Supplied information: Begin

PR #1355, opened 2024-06-03
[Bug] Alert that a moved component cannot be found in original project is missing

chiaberry:
## Associated issues

Closes https://github.com/cityofaustin/atd-data-tech/issues/17518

Supplied information: End

- The problem -
Copy every line above in which the string "issues" shows up.

- Result of this exercise -
## Associated issues
Closes https://github.com/cityofaustin/atd-data-tech/issues/17518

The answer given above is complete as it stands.